You can run DQN on LunarLander with customized rewards by specifying
reward weights in the --env_rew_weights
argument:
python cs285/scripts/run_dqn.py \
--exp_name xxx \
--env_name LunarLander-Customizable \
--env_rew_weights a b c d e \
--double_q --seed 1
Here the first four values in front of env_rew_weights
correspond to
intermediate rewards, and the last value corresponds to the final reward.
Values can be float type.
You might want to choose a distinguishing exp_name
since it is how a PrunedDQN finds previously saved runs.
To run DQN with default rewards, you just need to set env_rew_weights
to all one:
python cs285/scripts/run_dqn.py \
--exp_name xxx_default \
--env_name LunarLander-Customizable \
--env_rew_weights 1 1 1 1 1 \
--double_q --seed 1
I recommend using postfix _default
for exp_name
when you run on an environment with default rewards.
To run DQN with sparse rewards set env_rew_weights
last input to one and others to zero:
python cs285/scripts/run_dqn.py \
--exp_name xxx_sparse \
--env_name LunarLander-Customizable \
--env_rew_weights 0 0 0 0 1 \
--double_q --seed 1
I recommend using postfix _sparse
for exp_name
when you run on an environment with default rewards.

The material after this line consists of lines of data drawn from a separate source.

PR #182, opened 2019-08-04
Dns_client: revise "io" type (be polymorphic only in 'a, not in ('a, 'b))

hannesm:
Dns_client_flow: require "close : flow -> unit io" to close a flow
Dns_*client*: provide close, and close on error to avoid file descriptor leaks

this is meant as alternative to #181

### DIFF
--- a/unix/client/dns_client_unix.ml
+++ b/unix/client/dns_client_unix.ml
@@ -7,25 +7,26 @@ module Uflow : Dns_client_flow.S
   with type flow = Unix.file_descr
    and type io_addr = Unix.inet_addr * int
    and type stack = unit
-   and type (+'a,+'b) io = ('a,[> `Msg of string]as 'b) result
+   and type +'a io = 'a
 = struct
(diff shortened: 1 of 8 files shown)


unix/client/dns_client_unix.ml
```diff
@@ -35,23 +36,34 @@ module Uflow : Dns_client_flow.S
     end >>= fun proto_number ->
     let socket = Unix.socket PF_INET SOCK_STREAM proto_number in
```
cfcs: - `Unix.socket` can also fail, we should probably guard that too. Technically speaking I think the same goes for `getprotobyname` which I guess can fail if e.g. the application is running from within a chroot or sandbox that doesn't have access to `/etc/protocols`.
  - Same for the equivalent `Lwt` wrappers in `lwt/client/dns_client_lwt.ml`

hannesm: well spotted, I implemented these guards in 14c6859

PR #183, opened 2019-08-04
dns_server: more comments, less long lines

hannesm:


server/dns_server.ml
```diff
@@ -40,11 +41,12 @@ module Authentication = struct
...
-    try
-      let rec go idx = if Array.get arr idx = transfer then idx else go (succ idx) in
-      let zone_idx = go 0 in
+    let is_transfer = Domain_name.equal_label (operation_to_string `Transfer) in
+    match Domain_name.find_label ~rev:true name is_transfer with
+    | None -> None
+    | Some idx ->
+      let arr = Domain_name.to_array name in
+      let zone_idx = Array.length arr - succ idx in
       let zone = Domain_name.of_array (Array.sub arr 0 zone_idx) in
```
cfcs: now that we have `drop_label` I think this can be solved with something like (or `~rev:true` if we want the other side?)
```ocaml
let zone = Domain_name.drop_label_exn ~amount:(succ idx) d in
```

server/dns_server.ml
```diff
@@ -461,13 +477,13 @@ module Notification = struct
...
       end else begin
-        Log.warn (fun m -> m "replacing key zone %a oldkey %a and IP %a, new key %a"
+        Log.warn (fun m -> m "replacing key zone %a oldkey %a IP %a, new key %a"
                      Domain_name.pp zone Domain_name.pp k Ipaddr.V4.pp ip
                      Domain_name.pp key);
         cs'
       end
     | Some None ->
-      Log.info (fun m -> m "adding zone %a with key %a and IP %a (previously: no key)"
+      Log.info (fun m -> m "adding zone %a with key %a and IP %a (was no key)"
```
cfcs: Hmm, I think the old was more descriptive?

server/dns_server.ml
hannesm: yes, but in the following code there's still some functionality missing from domain-name, namely "give me a subdomain starting at index y and length l" -- that's why i got lazy and didn't bother to convert this fragment to not use Domain_name.to_array/of_array yet...

server/dns_server.ml
hannesm: it may have been that it did not fit on 80 characters, but i'll revise this as you wish.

To run DQN with pruned actions, you need to specify the pruning_file_prefix
argument and
optionally pruning_eps
argument (default=0). The larger pruning_eps
, the smaller will be the size of Pareto optimal sets
(look at ParetoOptimalPolicy).
The program will automatically look in the data folder for all saved runs with
this prefix and load their critics.
The loaded critics will be used in ParetoOptimalAgent
to prune actions at each state.
For example, in LunarLander with sparse rewards:
python cs285/scripts/run_dqn.py \
--exp_name xxx_pruned_sparse \
--env_name LunarLander-Customizable \
--pruning_file_prefix xxx_LunarLander-Customizable \
--pruning_eps yyy \
--env_rew_weights 0 0 0 0 1 \
--double_q --seed 1
I recommend using postfix _pruned
for exp_name
when you run PrunedDQN.
To extract pruned action sets in trajectories of an optimal agent, run:
python cs285/scripts/run_eval_pareto_opt_dqn.py \
--exp_name xxx_eval \
--env_name LunarLander-Customizable \
--pruning_file_prefix xxx_LunarLander-Customizable \
--pruning_eps yyy \
--opt_file_prefix xxx_opt_LunarLander-Customizable \
--env_rew_weights 0 0 0 0 1 \
--seed 1
Folder figs has sample evaluation outputs for the sample data.
Use post_process_training_logs to visualize training logs.
Use post_process_eval_pareto_opt_dqn to read the results of Pareto optimality evaluation.
Folder data has some sample runs with exp_name=p4
.
Do not push your data unless we want them for the final report.